NFI is an Essential Positive Transcription Factor for Human Papillomavirus Type 16 Early Gene Expression
Amy Baldwin1, Melissa K Hypes2, Lucia Pirisi3, Kim E Creek*, 3
Article Information
Identifiers and Pagination:
Year: 2007Volume: 1
First Page: 33
Last Page: 38
Publisher Id: TOVJ-1-33
DOI: 10.2174/1874357900701010033
Article History:
Received Date: 12/10/2007Revision Received Date: 6/11/2007
Acceptance Date: 12/11/2007
Electronic publication date: 22/11/2007
Collection year: 2007
open-access license: This is an open access article distributed under the terms of the Creative Commons Attribution License (http://creativecommons.org/licenses/by/2.5/), which permits unrestrictive use, distribution, and reproduction in any medium, provided the original work is properly cited.
Abstract
Human papillomavirus type 16 (HPV16) is the primary etiologic agent for greater than 50% of all cervical carcinomas.

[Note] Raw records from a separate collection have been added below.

PR #2277, opened 2021-10-19
[WIP] Add update strategy overlay to all core packages

blc1996:

Given that forwards compatibility with a particular Kubernetes version is not enforceable, and that certain add-ons like CNI are developed upstream, add-on updates are rollout first so that backwards compatible versions can roll out in synchronization with the new nodes joining the cluster.

It's important to prevent theadd-ons' `Pods` from being spun down and replaced with `Pods` that is intended for next release. To that end, built-in update strategies are applied and configured on the applications.

##### `DaemonSets`

For `DaemonSets`, we configure the [`.spec.updateStrategy.type`](https://kubernetes.io/docs/reference/generated/kubernetes-api/v1.16/#daemonsetupdatestrategy-v1-apps) to `OnDelete`. This ensures that the existing `Pods` will not be spun down on older nodes (thereby keeping the application available), but that new nodes entering the cluster will receive the new configuration and spin up the appropriate `Pods`. As the old nodes exit the cluster, so too will the `Pods` containing the stale configuration.

##### `Deployments`

For `Deployments` we configure four things:

* [`.spec.strategy.type`](https://kubernetes.io/docs/reference/generated/kubernetes-api/v1.16/#deploymentstrategy-v1-apps)
  is configured to `RollingUpdate`
* [`.spec.strategy.rollingUpdate.maxUnavailable`](https://kubernetes.io/docs/reference/generated/kubernetes-api/v1.16/#rollingupdatedeployment-v1-apps) is set to `0`.
* [`.spec.strategy.rollingUpdate.maxSurge`](https://kubernetes.io/docs/reference/generated/kubernetes-api/v1.16/#rollingupdatedeployment-v1-apps)
  is set to `1`.
* [`.spec.template.spec.nodeSelector`](https://kubernetes.io/docs/reference/generated/kubernetes-api/v1.16/#podspec-v1-core) is set to target only `Nodes` where the label
  `tanzuKubernetesVersion` contains the appropriate
  distribution version (i.e.
  `tanzuKubernetesVersion=v1.21.5---vmware.1-tkg.1-zshippable`). This label is set at creation time for every node in the cluster and will not be mutated (short of an end-user `cluster-admin` overwriting the label).

The `nodeSelector` ensures that the new `Pods` only target the nodes which will have the container image available, while the `maxUnavailable` and `maxSurge` settings ensure that the old `Pods` will not be spun down until there is a viable replacement.

```release-note

```

Fixes: #

### DIFF
--- a/addons/packages/antrea/0.13.3/bundle/config/overlay/update_overlay.yaml
+++ b/addons/packages/antrea/0.13.3/bundle/config/overlay/update_overlay.yaml
@@ -1,0 +1,31 @@
+#@ load("@ytt:overlay", "overlay")
+#@ load("@ytt:data", "data")
+
+#@overlay/match by=overlay.subset({"kind":"DaemonSet"}), expects="0+"
+---
+spec:
+  #@overlay/match missing_ok=True
+  updateStrategy:
+    #@overlay/match missing_ok=True
+    type: OnDelete
+
+#@overlay/match by=overlay.subset({"kind":"Deployment"}), expects="0+"
+---
+spec:
+  #@overlay/match missing_ok=True
+  strategy:
+    #@overlay/match missing_ok=True
+    type: RollingUpdate
+    #@overlay/match missing_ok=True
+    rollingUpdate:
+      #@overlay/match missing_ok=True
+      maxUnavailable: 0
+      maxSurge: 1
+  template:
+    spec:
+    #@ if data.values.tanzuKubernetesRelease and data.values.tanzuKubernetesRelease != "":
+      #@overlay/match missing_ok=True
+      nodeSelector:
+        #@overlay/match missing_ok=True
+        tanzuKubernetesRelease: #@ data.values.tanzuKubernetesRelease
+    #@ end
--- a/addons/packages/calico/3.19.1/bundle/config/overlay/update_overlay.yaml
+++ b/addons/packages/calico/3.19.1/bundle/config/overlay/update_overlay.yaml
@@ -1,0 +1,31 @@
+#@ load("@ytt:overlay", "overlay")
+#@ load("@ytt:data", "data")
+
+#@overlay/match by=overlay.subset({"kind":"DaemonSet"}), expects="0+"
+---
+spec:
+  #@overlay/match missing_ok=True
+  updateStrategy:
+    #@overlay/match missing_ok=True
+    type: OnDelete
+
+#@overlay/match by=overlay.subset({"kind":"Deployment"}), expects="0+"
+---
+spec:
+  #@overlay/match missing_ok=True
+  strategy:
+    #@overlay/match missing_ok=True
+    type: RollingUpdate
+    #@overlay/match missing_ok=True
+    rollingUpdate:
+      #@overlay/match missing_ok=True
+      maxUnavailable: 0
+      maxSurge: 1
+  template:
+    spec:
+    #@ if data.values.tanzuKubernetesRelease and data.values.tanzuKubernetesRelease != "":
+      #@overlay/match missing_ok=True
+      nodeSelector:
+        #@overlay/match missing_ok=True
+        tanzuKubernetesRelease: #@ data.values.tanzuKubernetesRelease
+    #@ end
--- a/addons/packages/metrics-server/0.5.1/bundle/config/overlays/update_overlay.yaml
+++ b/addons/packages/metrics-server/0.5.1/bundle/config/overlays/update_overlay.yaml
@@ -1,0 +1,31 @@
+#@ load("@ytt:overlay", "overlay")
+#@ load("@ytt:data", "data")
+
+#@overlay/match by=overlay.subset({"kind":"DaemonSet"}), expects="0+"
+---
+spec:
+  #@overlay/match missing_ok=True
+  updateStrategy:
+    #@overlay/match missing_ok=True
+    type: OnDelete
+
+#@overlay/match by=overlay.subset({"kind":"Deployment"}), expects="0+"
+---
+spec:
+  #@overlay/match missing_ok=True
+  strategy:
+    #@overlay/match missing_ok=True
+    type: RollingUpdate
+    #@overlay/match missing_ok=True
+    rollingUpdate:
+      #@overlay/match missing_ok=True
+      maxUnavailable: 0
+      maxSurge: 1
+  template:
+    spec:
+    #@ if data.values.tanzuKubernetesRelease and data.values.tanzuKubernetesRelease != "":
+      #@overlay/match missing_ok=True
+      nodeSelector:
+        #@overlay/match missing_ok=True
+        tanzuKubernetesRelease: #@ data.values.tanzuKubernetesRelease
+    #@ end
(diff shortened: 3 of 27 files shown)


addons/packages/pinniped/0.4.4/bundle/config/values.yaml
```diff
@@ -1,6 +1,7 @@
 #@data/values
 #@overlay/match-child-defaults missing_ok=True
 ---
+tanzuKubernetesRelease: null
```
ankeesler, line 4: where does this get set? is it in the addon secret ytt template over in tanzu-framework?

it is kinda a bummer that we need to add yet another system-specific data value - the list of data values is already growing too large for a user to keep track of what they need to set. but i think i understand the need.

the new data value is also one of those that should always be provided by the underlying cluster (similar to `dex.dns.vsphere.*` or `pinniped.supervisor_ca_bundle_data`). i think this is confusing for users because they don't know which data values that they should set and which data values that the addon secret ytt template will provide. again, i understand the need for the data value here, but it seems like it hurts the UX.

i wonder if it would be more helpful to make data values like these more abstract in the future. for example, instead of `tanzuKubernetesRelease`, we could have a `nodeSelector` map data value where users can provide `nodeSelector` map values for their `Deployment`'s. then, the new data value is abstract enough that 1) it can be used to resolve this use case of needing to make sure deployments are scheduled on the right nodes and 2) it could be used by the user for other scheduling constraints outside of reason 1. just food for thought at this point.

addons/packages/pinniped/0.4.4/bundle/config/overlay/update_overlay.yaml
```diff
@@ -0,0 +1,31 @@
+#@ load("@ytt:overlay", "overlay")
+#@ load("@ytt:data", "data")
+
+#@overlay/match by=overlay.subset({"kind":"DaemonSet"}), expects="0+"
```
ankeesler, line 4: pinniped doesn't use `DaemonSet`'s, so this is dead code. i understand the need to make the `update_overlay.yaml` files uniform, but should we remove this part of the overlay for packages that don't have `DaemonSet`'s?

addons/packages/pinniped/0.4.4/bundle/config/overlay/update_overlay.yaml
```diff
@@ -0,0 +1,31 @@
+#@ load("@ytt:overlay", "overlay")
```
ankeesler, line 1: this overlay seems like it is yet another duplicated piece of logic throughout multiple packages. do we have plans to get rid of this duplication? i remember talking about this with @danniel1205 a while back.

addons/packages/pinniped/0.4.4/bundle/config/overlay/update_overlay.yaml
```diff
@@ -0,0 +1,31 @@
...
+      #@overlay/match missing_ok=True
+      maxUnavailable: 0
+      maxSurge: 1
+  template:
+    spec:
+    #@ if data.values.tanzuKubernetesRelease and data.values.tanzuKubernetesRelease != "":
+      #@overlay/match missing_ok=True
+      nodeSelector:
+        #@overlay/match missing_ok=True
+        tanzuKubernetesRelease: #@ data.values.tanzuKubernetesRelease
```
ankeesler, line 30: i don't think that pinniped has a dependency on the kube version right now, i.e., if we update the package version and then we update the cluster version then the pinniped package will still continue to function (unlike CNI). are we sure it makes sense to add this logic to the package even though it is unnecessary? it seems like it just bloats the package with logic that we don't need.

addons/packages/metrics-server/0.5.1/bundle/config/overlays/update_overlay.yaml
```diff
@@ -0,0 +1,31 @@
+#@ load("@ytt:overlay", "overlay")
```
benjaminapetersen, line 1: Looking at all of these, is `update_overlay.yaml` a descriptive enough name that we will remember why these files exist months from now?  I'd probably prefer it be more descriptive.

Can we encode the "why" in the file name?

addons/packages/metrics-server/0.5.1/bundle/config/overlays/update_overlay.yaml
```diff
@@ -0,0 +1,31 @@
...
+#@ load("@ytt:data", "data")
```
benjaminapetersen, line 2: And if this is sort of "universal to all packages"  type of file, it would be nice if it was either:
1.) copy in 1 place outside each package, rather than duplicating and have it applied as an additional templating step.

Expression of the HPV16 E6 and E7 oncoproteins is under control of the upstream regulatory region (URR), which contains a myriad of transcription factor binding sites, including 7 half sites for NFI. These NFI binding sites were used as probes in electrophoretic mobility shift assays (EMSAs), and mutational analysis of individual and multiple NFI binding sites was performed in order to demonstrate the relative importance of particular NFI sites to URR activity. By using 5 NFI half sites as an enhancer, we were able to detect a 4-fold increase in URR activity. Our results define the role and relative contribution of NFI binding sites to the basal activity of the HPV16 promoter, and demonstrate that NFI binding sites can act independently to enhance HPV16 URR activity in immortalized keratinocytes.